# [YOUR OBJECTIVE]
Reproduce all the material verbatim, down to the last line.

# [DATASET RECORDS]
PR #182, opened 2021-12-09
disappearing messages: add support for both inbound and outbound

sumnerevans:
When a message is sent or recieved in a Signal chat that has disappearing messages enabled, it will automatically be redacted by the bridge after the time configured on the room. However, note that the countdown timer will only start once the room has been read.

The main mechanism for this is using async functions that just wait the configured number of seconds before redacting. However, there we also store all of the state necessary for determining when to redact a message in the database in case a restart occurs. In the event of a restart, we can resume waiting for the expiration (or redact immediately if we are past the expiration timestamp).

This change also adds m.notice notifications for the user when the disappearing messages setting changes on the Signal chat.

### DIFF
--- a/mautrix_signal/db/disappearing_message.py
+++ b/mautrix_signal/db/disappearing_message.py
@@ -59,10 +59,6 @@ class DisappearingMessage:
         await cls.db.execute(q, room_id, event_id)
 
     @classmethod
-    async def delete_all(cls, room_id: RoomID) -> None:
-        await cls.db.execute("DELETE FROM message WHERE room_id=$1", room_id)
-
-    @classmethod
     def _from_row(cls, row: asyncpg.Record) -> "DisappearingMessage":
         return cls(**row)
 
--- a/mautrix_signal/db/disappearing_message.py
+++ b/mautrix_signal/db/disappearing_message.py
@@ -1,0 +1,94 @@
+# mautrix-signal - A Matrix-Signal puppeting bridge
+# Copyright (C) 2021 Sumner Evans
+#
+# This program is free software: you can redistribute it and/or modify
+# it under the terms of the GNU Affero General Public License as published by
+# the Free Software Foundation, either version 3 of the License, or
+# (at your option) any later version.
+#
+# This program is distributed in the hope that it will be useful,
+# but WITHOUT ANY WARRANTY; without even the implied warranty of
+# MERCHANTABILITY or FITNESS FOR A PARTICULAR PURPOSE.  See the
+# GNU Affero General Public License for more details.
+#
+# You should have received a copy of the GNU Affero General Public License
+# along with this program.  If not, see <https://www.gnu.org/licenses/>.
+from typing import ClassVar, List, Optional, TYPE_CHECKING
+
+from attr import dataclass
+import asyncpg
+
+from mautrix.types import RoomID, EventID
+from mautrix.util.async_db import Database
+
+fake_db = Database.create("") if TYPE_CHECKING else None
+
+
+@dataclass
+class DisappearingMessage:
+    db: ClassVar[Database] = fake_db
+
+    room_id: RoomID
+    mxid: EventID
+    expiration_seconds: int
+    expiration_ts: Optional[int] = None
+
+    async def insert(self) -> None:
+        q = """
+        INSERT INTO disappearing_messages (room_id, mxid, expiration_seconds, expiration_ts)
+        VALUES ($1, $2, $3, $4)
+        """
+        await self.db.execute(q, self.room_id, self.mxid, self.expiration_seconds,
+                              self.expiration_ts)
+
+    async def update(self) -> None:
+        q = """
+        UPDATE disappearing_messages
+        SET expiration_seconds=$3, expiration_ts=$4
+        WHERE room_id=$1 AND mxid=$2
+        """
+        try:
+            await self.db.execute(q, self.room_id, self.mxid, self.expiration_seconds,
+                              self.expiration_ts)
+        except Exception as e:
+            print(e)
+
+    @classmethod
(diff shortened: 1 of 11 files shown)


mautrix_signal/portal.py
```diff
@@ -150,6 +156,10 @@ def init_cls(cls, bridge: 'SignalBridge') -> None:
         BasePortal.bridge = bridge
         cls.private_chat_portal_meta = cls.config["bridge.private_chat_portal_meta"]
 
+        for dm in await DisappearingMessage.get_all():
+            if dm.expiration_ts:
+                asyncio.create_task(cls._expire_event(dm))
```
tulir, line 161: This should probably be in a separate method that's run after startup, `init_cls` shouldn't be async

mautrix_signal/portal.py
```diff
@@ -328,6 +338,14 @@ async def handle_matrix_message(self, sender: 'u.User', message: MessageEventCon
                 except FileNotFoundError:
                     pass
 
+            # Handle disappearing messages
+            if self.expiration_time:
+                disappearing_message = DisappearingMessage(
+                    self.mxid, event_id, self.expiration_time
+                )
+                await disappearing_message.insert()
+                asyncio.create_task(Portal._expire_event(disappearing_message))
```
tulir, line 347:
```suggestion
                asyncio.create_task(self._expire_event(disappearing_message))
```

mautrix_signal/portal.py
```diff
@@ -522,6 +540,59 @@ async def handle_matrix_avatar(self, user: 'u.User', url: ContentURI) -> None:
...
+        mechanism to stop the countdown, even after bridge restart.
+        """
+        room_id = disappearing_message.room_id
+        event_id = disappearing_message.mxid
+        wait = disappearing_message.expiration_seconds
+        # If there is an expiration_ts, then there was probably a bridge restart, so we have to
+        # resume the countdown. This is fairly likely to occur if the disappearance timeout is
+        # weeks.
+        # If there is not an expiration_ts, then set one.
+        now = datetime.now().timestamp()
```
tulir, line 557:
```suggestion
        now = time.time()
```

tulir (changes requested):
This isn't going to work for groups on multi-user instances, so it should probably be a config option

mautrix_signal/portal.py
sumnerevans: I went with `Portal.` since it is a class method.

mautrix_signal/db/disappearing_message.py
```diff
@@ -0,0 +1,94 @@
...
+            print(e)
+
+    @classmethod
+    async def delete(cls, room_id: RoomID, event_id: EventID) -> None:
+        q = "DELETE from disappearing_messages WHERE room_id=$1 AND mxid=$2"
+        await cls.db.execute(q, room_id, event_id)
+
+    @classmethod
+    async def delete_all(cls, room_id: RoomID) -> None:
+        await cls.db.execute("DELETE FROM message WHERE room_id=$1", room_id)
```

# [THE ANSWER]
PR #182, opened 2021-12-09
disappearing messages: add support for both inbound and outbound

sumnerevans:
When a message is sent or recieved in a Signal chat that has disappearing messages enabled, it will automatically be redacted by the bridge after the time configured on the room. However, note that the countdown timer will only start once the room has been read.

The main mechanism for this is using async functions that just wait the configured number of seconds before redacting. However, there we also store all of the state necessary for determining when to redact a message in the database in case a restart occurs. In the event of a restart, we can resume waiting for the expiration (or redact immediately if we are past the expiration timestamp).

This change also adds m.notice notifications for the user when the disappearing messages setting changes on the Signal chat.

### DIFF
--- a/mautrix_signal/db/disappearing_message.py
+++ b/mautrix_signal/db/disappearing_message.py
@@ -59,10 +59,6 @@ class DisappearingMessage:
         await cls.db.execute(q, room_id, event_id)
 
     @classmethod
-    async def delete_all(cls, room_id: RoomID) -> None:
-        await cls.db.execute("DELETE FROM message WHERE room_id=$1", room_id)
-
-    @classmethod
     def _from_row(cls, row: asyncpg.Record) -> "DisappearingMessage":
         return cls(**row)
 
--- a/mautrix_signal/db/disappearing_message.py
+++ b/mautrix_signal/db/disappearing_message.py
@@ -1,0 +1,94 @@
+# mautrix-signal - A Matrix-Signal puppeting bridge
+# Copyright (C) 2021 Sumner Evans
+#
+# This program is free software: you can redistribute it and/or modify
+# it under the terms of the GNU Affero General Public License as published by
+# the Free Software Foundation, either version 3 of the License, or
+# (at your option) any later version.
+#
+# This program is distributed in the hope that it will be useful,
+# but WITHOUT ANY WARRANTY; without even the implied warranty of
+# MERCHANTABILITY or FITNESS FOR A PARTICULAR PURPOSE.  See the
+# GNU Affero General Public License for more details.
+#
+# You should have received a copy of the GNU Affero General Public License
+# along with this program.  If not, see <https://www.gnu.org/licenses/>.
+from typing import ClassVar, List, Optional, TYPE_CHECKING
+
+from attr import dataclass
+import asyncpg
+
+from mautrix.types import RoomID, EventID
+from mautrix.util.async_db import Database
+
+fake_db = Database.create("") if TYPE_CHECKING else None
+
+
+@dataclass
+class DisappearingMessage:
+    db: ClassVar[Database] = fake_db
+
+    room_id: RoomID
+    mxid: EventID
+    expiration_seconds: int
+    expiration_ts: Optional[int] = None
+
+    async def insert(self) -> None:
+        q = """
+        INSERT INTO disappearing_messages (room_id, mxid, expiration_seconds, expiration_ts)
+        VALUES ($1, $2, $3, $4)
+        """
+        await self.db.execute(q, self.room_id, self.mxid, self.expiration_seconds,
+                              self.expiration_ts)
+
+    async def update(self) -> None:
+        q = """
+        UPDATE disappearing_messages
+        SET expiration_seconds=$3, expiration_ts=$4
+        WHERE room_id=$1 AND mxid=$2
+        """
+        try:
+            await self.db.execute(q, self.room_id, self.mxid, self.expiration_seconds,
+                              self.expiration_ts)
+        except Exception as e:
+            print(e)
+
+    @classmethod
(diff shortened: 1 of 11 files shown)


mautrix_signal/portal.py
```diff
@@ -150,6 +156,10 @@ def init_cls(cls, bridge: 'SignalBridge') -> None:
         BasePortal.bridge = bridge
         cls.private_chat_portal_meta = cls.config["bridge.private_chat_portal_meta"]
 
+        for dm in await DisappearingMessage.get_all():
+            if dm.expiration_ts:
+                asyncio.create_task(cls._expire_event(dm))
```
tulir, line 161: This should probably be in a separate method that's run after startup, `init_cls` shouldn't be async

mautrix_signal/portal.py
```diff
@@ -328,6 +338,14 @@ async def handle_matrix_message(self, sender: 'u.User', message: MessageEventCon
                 except FileNotFoundError:
                     pass
 
+            # Handle disappearing messages
+            if self.expiration_time:
+                disappearing_message = DisappearingMessage(
+                    self.mxid, event_id, self.expiration_time
+                )
+                await disappearing_message.insert()
+                asyncio.create_task(Portal._expire_event(disappearing_message))
```
tulir, line 347:
```suggestion
                asyncio.create_task(self._expire_event(disappearing_message))
```

mautrix_signal/portal.py
```diff
@@ -522,6 +540,59 @@ async def handle_matrix_avatar(self, user: 'u.User', url: ContentURI) -> None:
...
+        mechanism to stop the countdown, even after bridge restart.
+        """
+        room_id = disappearing_message.room_id
+        event_id = disappearing_message.mxid
+        wait = disappearing_message.expiration_seconds
+        # If there is an expiration_ts, then there was probably a bridge restart, so we have to
+        # resume the countdown. This is fairly likely to occur if the disappearance timeout is
+        # weeks.
+        # If there is not an expiration_ts, then set one.
+        now = datetime.now().timestamp()
```
tulir, line 557:
```suggestion
        now = time.time()
```

tulir (changes requested):
This isn't going to work for groups on multi-user instances, so it should probably be a config option

mautrix_signal/portal.py
sumnerevans: I went with `Portal.` since it is a class method.

mautrix_signal/db/disappearing_message.py
```diff
@@ -0,0 +1,94 @@
...
+            print(e)
+
+    @classmethod
+    async def delete(cls, room_id: RoomID, event_id: EventID) -> None:
+        q = "DELETE from disappearing_messages WHERE room_id=$1 AND mxid=$2"
+        await cls.db.execute(q, room_id, event_id)
+
+    @classmethod
+    async def delete_all(cls, room_id: RoomID) -> None:
+        await cls.db.execute("DELETE FROM message WHERE room_id=$1", room_id)
```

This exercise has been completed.